### Given data
-=-=-=-=-
PR #7930, opened 2017-12-04
Convert locale models over to use init() rather than constructors

bradcray:
This change converts locale models over to use init() rather than
constructors.  For the most part this was straightforward, though for
the current compiler the 'parent' field seems to only be able to be
initialized in phase 2 (in spite of seemingly being 'const'?) and this
required using the `_parent` formal argument in a few cases that
wanted to use the field in phase 1 prior to its being initialized.

### DIFF
--- a/modules/internal/localeModels/flat/LocaleModel.chpl
+++ b/modules/internal/localeModels/flat/LocaleModel.chpl
@@ -63,14 +63,14 @@ module LocaleModel {
     // that it is intended to represent.  This trick is used
     // to establish the equivalence the "locale" field of the locale object
     // and the node ID portion of any wide pointer referring to it.
-    proc LocaleModel() {
+    proc init() {
       if doneCreatingLocales {
         halt("Cannot create additional LocaleModel instances");
       }
       setup();
     }
 
-    proc LocaleModel(parent_loc : locale) {
+    proc init(parent_loc : locale) {
       if doneCreatingLocales {
         halt("Cannot create additional LocaleModel instances");
       }
@@ -161,7 +161,7 @@ module LocaleModel {
     const myLocaleSpace: domain(1) = {0..numLocales-1};
     var myLocales: [myLocaleSpace] locale;
 
-    proc RootLocale() {
+    proc init() {
       parent = nil;
       nPUsPhysAcc = 0;
       nPUsPhysAll = 0;
--- a/modules/internal/localeModels/apu/LocaleModel.chpl
+++ b/modules/internal/localeModels/apu/LocaleModel.chpl
@@ -59,13 +59,14 @@ module LocaleModel {
     }
     proc chpl_name() return name;
 
-    proc CPULocale() {
+    proc init() {
     }
 
-    proc CPULocale(_sid, _parent) {
+    proc init(_sid, _parent) {
       sid = _sid;
+      name = _parent.chpl_name() + "-CPU" + sid;
+      super.init();
       parent = _parent;
-      name = parent.chpl_name() + "-CPU" + sid;
     }
 
     proc writeThis(f) {
@@ -95,9 +96,9 @@ module LocaleModel {
     }
     proc chpl_name() return name;
 
-    proc GPULocale() {
+    proc init() {
     }
-    proc ~GPULocale() {
+    proc deinit() {
      extern proc hsa_shutdown(): void ;
 
      // Comment out this until runtime support for HSA is added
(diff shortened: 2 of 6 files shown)


bradcray:
@lydia-duncan : The changes in this branch cause new candidates to be listed for your test/classes/initializers/where-clause4.chpl test for reasons that aren't immediately obvious to me.  My first instinct was to just update the .good file, but the problem is that the candidates vary depending on which CHPL_LOCALE_MODEL is being used.  Do you understand this behavior and have any suggestions for working around it?

@gbtitus : How do you suggest testing the 'numa' locale model?  I ran on a few tests and looked for ones whose skipifs were specifically designed for 'numa', but maybe I should just do a full run?

@dmk42 : What's the best practice for testing changes to the KNL locale model?

@mlchu : What's the best practice for testing changes to the APU locale model?

lydia-duncan:
The new candidates for where-clause4.chpl is expected.  One of our longstanding TODOs for initializers is to limit the candidates to only functions with their "this" argument in the same hierarchy instead of all "init" methods.  That test is tracking that desire/effort.  Most of the tests I've written that run into this problem use a prediff I've written to remove the library/internal module candidates - I need one test that ensures we're still getting too many candidates.  I think your best bet is to add a skipif for alternate locale models, update the .bad for the locale model you've chosen, and note in the README that it should be removed once those candidates are no longer considered viable (as we will stop getting library output then).

dmk42:
@bradcray : KNL testing has become more complicated now that it has moved to a non-slurm machine.  I will send you details by e-mail.

mlchu:
@bradcray you raise a good question. This change itself seems fine to me. I have an APU machine I sitting in Austin that we are planning to eventually send your guys' way so that you can test it regularly. I've been waiting until I can get more of my code checked in. Right now the APU model doesn't really do all that much other than create a CPU and GPU sublocale without the rest of my changes.

gbtitus:
@bradcray I think you can just run examples, or maybe even just the hellos plus examples/benchmarks/hpcc, say.  Possibly also do perf runs of stream-ep and ssca2 and compare to nightly numa perf.  This seems like a change that ought to either work, or fail pretty obviously.

dmk42:
Just to document our offline discussion:  We agreed to let nightly testing handle the KNL case, mainly due to the newly-increased work to do KNL testing.

bradcray:
Based on the feedback, I think I've done enough testing on this now.  If you haven't already, could one or more of you locale model authors (@dmk42, @gbtitus) / init champions (@lydia-duncan) give this a proper review?  (or let me know if you think you already have).  Thanks!

gbtitus:
This looks good to me, but I reviewed it fairly mechanically since I'm by no means an initialization expert.  It might be a good idea for @lydia-duncan or @dmk42 to also take a look.

dmk42:
After some offline discussion, I'm now convinced that this will work in the short term.  There are some issues with converting `locale` to use an initializer instead of a constructor, so I'll approve this from the KNL locale model point of view and leave it up to @lydia-duncan whether to tackle the `locale` problem now or wait until later.

modules/internal/localeModels/flat/LocaleModel.chpl
```diff
@@ -63,14 +63,14 @@ module LocaleModel {
     // that it is intended to represent.  This trick is used
     // to establish the equivalence the "locale" field of the locale object
     // and the node ID portion of any wide pointer referring to it.
-    proc LocaleModel() {
```
lydia-duncan: Am I reading this correctly that this is another instance of a class type sharing the same name as the module in which it is defined?

dmk42: Correct.  Filename: LocaleModel.chpl, Module name: LocaleModel, class name: LocaleModel.

lydia-duncan: We've run into problems with this in the past, and have updated other types/modules to have a different name.  Do we think that's something we should change here or do we want to wait until that actually becomes a problem?

dmk42: I have no objection to being proactive and taking care of it now.

bradcray: I think taking care of it now is smart, but that we should do it in a distinct PR since it isn't directly related to this one.

bradcray:
Offline, @lydia-duncan and I have been exploring what it would take to convert the parent classes over to initializers as well, which seems like the more principled thing to do than the current reliance on default constructors in the parents and an abuse of assigning a const field (`parent`) in phase 2 (a case that the compiler seems not to be catching).

lydia-duncan:
#7943 is now open to follow up on this change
-=-=-=-=-
### Task item
When you answer, set down the entries above precisely as they read.

### Expected answer
PR #7930, opened 2017-12-04
Convert locale models over to use init() rather than constructors

bradcray:
This change converts locale models over to use init() rather than
constructors.  For the most part this was straightforward, though for
the current compiler the 'parent' field seems to only be able to be
initialized in phase 2 (in spite of seemingly being 'const'?) and this
required using the `_parent` formal argument in a few cases that
wanted to use the field in phase 1 prior to its being initialized.

### DIFF
--- a/modules/internal/localeModels/flat/LocaleModel.chpl
+++ b/modules/internal/localeModels/flat/LocaleModel.chpl
@@ -63,14 +63,14 @@ module LocaleModel {
     // that it is intended to represent.  This trick is used
     // to establish the equivalence the "locale" field of the locale object
     // and the node ID portion of any wide pointer referring to it.
-    proc LocaleModel() {
+    proc init() {
       if doneCreatingLocales {
         halt("Cannot create additional LocaleModel instances");
       }
       setup();
     }
 
-    proc LocaleModel(parent_loc : locale) {
+    proc init(parent_loc : locale) {
       if doneCreatingLocales {
         halt("Cannot create additional LocaleModel instances");
       }
@@ -161,7 +161,7 @@ module LocaleModel {
     const myLocaleSpace: domain(1) = {0..numLocales-1};
     var myLocales: [myLocaleSpace] locale;
 
-    proc RootLocale() {
+    proc init() {
       parent = nil;
       nPUsPhysAcc = 0;
       nPUsPhysAll = 0;
--- a/modules/internal/localeModels/apu/LocaleModel.chpl
+++ b/modules/internal/localeModels/apu/LocaleModel.chpl
@@ -59,13 +59,14 @@ module LocaleModel {
     }
     proc chpl_name() return name;
 
-    proc CPULocale() {
+    proc init() {
     }
 
-    proc CPULocale(_sid, _parent) {
+    proc init(_sid, _parent) {
       sid = _sid;
+      name = _parent.chpl_name() + "-CPU" + sid;
+      super.init();
       parent = _parent;
-      name = parent.chpl_name() + "-CPU" + sid;
     }
 
     proc writeThis(f) {
@@ -95,9 +96,9 @@ module LocaleModel {
     }
     proc chpl_name() return name;
 
-    proc GPULocale() {
+    proc init() {
     }
-    proc ~GPULocale() {
+    proc deinit() {
      extern proc hsa_shutdown(): void ;
 
      // Comment out this until runtime support for HSA is added
(diff shortened: 2 of 6 files shown)


bradcray:
@lydia-duncan : The changes in this branch cause new candidates to be listed for your test/classes/initializers/where-clause4.chpl test for reasons that aren't immediately obvious to me.  My first instinct was to just update the .good file, but the problem is that the candidates vary depending on which CHPL_LOCALE_MODEL is being used.  Do you understand this behavior and have any suggestions for working around it?

@gbtitus : How do you suggest testing the 'numa' locale model?  I ran on a few tests and looked for ones whose skipifs were specifically designed for 'numa', but maybe I should just do a full run?

@dmk42 : What's the best practice for testing changes to the KNL locale model?

@mlchu : What's the best practice for testing changes to the APU locale model?

lydia-duncan:
The new candidates for where-clause4.chpl is expected.  One of our longstanding TODOs for initializers is to limit the candidates to only functions with their "this" argument in the same hierarchy instead of all "init" methods.  That test is tracking that desire/effort.  Most of the tests I've written that run into this problem use a prediff I've written to remove the library/internal module candidates - I need one test that ensures we're still getting too many candidates.  I think your best bet is to add a skipif for alternate locale models, update the .bad for the locale model you've chosen, and note in the README that it should be removed once those candidates are no longer considered viable (as we will stop getting library output then).

dmk42:
@bradcray : KNL testing has become more complicated now that it has moved to a non-slurm machine.  I will send you details by e-mail.

mlchu:
@bradcray you raise a good question. This change itself seems fine to me. I have an APU machine I sitting in Austin that we are planning to eventually send your guys' way so that you can test it regularly. I've been waiting until I can get more of my code checked in. Right now the APU model doesn't really do all that much other than create a CPU and GPU sublocale without the rest of my changes.

gbtitus:
@bradcray I think you can just run examples, or maybe even just the hellos plus examples/benchmarks/hpcc, say.  Possibly also do perf runs of stream-ep and ssca2 and compare to nightly numa perf.  This seems like a change that ought to either work, or fail pretty obviously.

dmk42:
Just to document our offline discussion:  We agreed to let nightly testing handle the KNL case, mainly due to the newly-increased work to do KNL testing.

bradcray:
Based on the feedback, I think I've done enough testing on this now.  If you haven't already, could one or more of you locale model authors (@dmk42, @gbtitus) / init champions (@lydia-duncan) give this a proper review?  (or let me know if you think you already have).  Thanks!

gbtitus:
This looks good to me, but I reviewed it fairly mechanically since I'm by no means an initialization expert.  It might be a good idea for @lydia-duncan or @dmk42 to also take a look.

dmk42:
After some offline discussion, I'm now convinced that this will work in the short term.  There are some issues with converting `locale` to use an initializer instead of a constructor, so I'll approve this from the KNL locale model point of view and leave it up to @lydia-duncan whether to tackle the `locale` problem now or wait until later.

modules/internal/localeModels/flat/LocaleModel.chpl
```diff
@@ -63,14 +63,14 @@ module LocaleModel {
     // that it is intended to represent.  This trick is used
     // to establish the equivalence the "locale" field of the locale object
     // and the node ID portion of any wide pointer referring to it.
-    proc LocaleModel() {
```
lydia-duncan: Am I reading this correctly that this is another instance of a class type sharing the same name as the module in which it is defined?

dmk42: Correct.  Filename: LocaleModel.chpl, Module name: LocaleModel, class name: LocaleModel.

lydia-duncan: We've run into problems with this in the past, and have updated other types/modules to have a different name.  Do we think that's something we should change here or do we want to wait until that actually becomes a problem?

dmk42: I have no objection to being proactive and taking care of it now.

bradcray: I think taking care of it now is smart, but that we should do it in a distinct PR since it isn't directly related to this one.

bradcray:
Offline, @lydia-duncan and I have been exploring what it would take to convert the parent classes over to initializers as well, which seems like the more principled thing to do than the current reliance on default constructors in the parents and an abuse of assigning a const field (`parent`) in phase 2 (a case that the compiler seems not to be catching).

lydia-duncan:
#7943 is now open to follow up on this change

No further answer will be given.